Observable ? I need immutable data ?

I expect many more posts in this genre to emerge. There is so much to send up.

But at the same time, like all good comedy, they’re getting at something serious here, which Biggar thoughtfully examines in a follow-up post:

It’s very easy to see why people might think the container ecosystem is bullshit, in exactly the way I satirized … microservices which are new and shiny but seem like a fantastically stupid idea considering how hard it is to keep a single service running in the first place … Most haters are not really reacting to Docker’s solutions to important and complex problems. Mostly, this is because those problems are ones you might not have noticed if you haven’t spent time scaling big systems.

I would dispute some of his conclusions. (For instance, I think it is possible to combine arbitrary scaling with something close to Heroku’s simplicity.
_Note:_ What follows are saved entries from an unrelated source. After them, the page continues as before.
Issue #6952, opened 2019-02-18
Re-introduce the DB migration process in notary


reasonerjt:
The migrate scripts were removed from notary images to fix vulnerability issue.

Although there's no immediate requirement, (no schema change in more than 2 years and no plan to indicate a schema change will happen).  We need to re-introduce the migration process before there's a schema change in notary.  

It will use the new version of the golang-migrate tool and need to handle the break change of `schema_migrations`

More details see #5863 and https://github.com/golang-migrate/migrate/commit/2e54bda0e1e126658db3b55e096ae999e40e7894

reasonerjt:
Dup to #5863

Issue #5863, opened 2018-09-10
Bump up the migrate binary in notary containers to v3.x


reasonerjt:
The `migrate` binary packaged in notary containers is out-dated.

Seems there's a name resolution issue in the `migrate` binary currently packaged in notary containers, that it tries to look up the $hostname.$searchdomain first before trying to look up the $hostname.

But I find updating the binary will introduce break change like this:
```
error: pq: column "dirty" does not exist in line 0: SELECT version, dirty FROM "schema_migrations" LIMIT 1
``` 

So I'll put this into backlog, and consider to remove the migrate binary from notary containers until there's change in the schema of upstream notary project.

reasonerjt:
We don't plan to fix it as the name resolution is not due to the migrator.

reasonerjt:
Targeting 1.7.4, this involves adding a patch to handle the breaking change, and refine the build process.

PR #6953, opened 2019-02-18
Remove DB migration from notary images

reasonerjt:
There is a high risk vulnerabity in the migrate binary we've been using
in notary images.  I tried to bump up the binary but there was a
breaking change, more details see #5863.
To provide a fix to the vulnerability in 1.7.x and given the fact that
Notary has not updated the schema for 2 years.  We decided to remove the
migrate scripts from notary images.
This commit removes it, and a new issue #6952 is opened to track the
work to re-introduce the migration process.


reasonerjt:
There's misunderstanding and the migration tool cannot be removed.

PR #6963, opened 2019-02-19
Remove everything of adminserver container

stonezdj:
- Remove source code and dockerfile.
- Update document to remove everything about adminserver.


src/common/config/manager.go
```diff
@@ -125,7 +125,7 @@ func (c *CfgManager) GetAll() map[string]interface{} {
 	metaDataList := metadata.Instance().GetAll()
 	for _, item := range metaDataList {
 		cfgValue, err := c.store.GetAnyType(item.Name)
-		if err != metadata.ErrValueNotSet && err != nil {
+		if err != nil {
```
reasonerjt: Please double check the change.

stonezdj: Updated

In fact I’d argue that Google App Engine, for all its flaws and infelicities, does just that.) And I’m personally inclined to–where possible–wait for the new container ecosystem to mature a little into something more PaaS-like before diving deep into it. But he’s quite right that you can’t paper over, or abstract away, the real problems of building resilient distributed systems.

The larger problem is that the various subfields of software engineering have become so broad and complex that just keeping up with them, much less mastering them, is pretty close to a full-time job. So we use tools that abstract and simplify the complexity for us…but that’s always a tradeoff. There’s nothing wrong with making that tradeoff, but you need to be aware it exists. It has ever been thus, since the first compiler was written.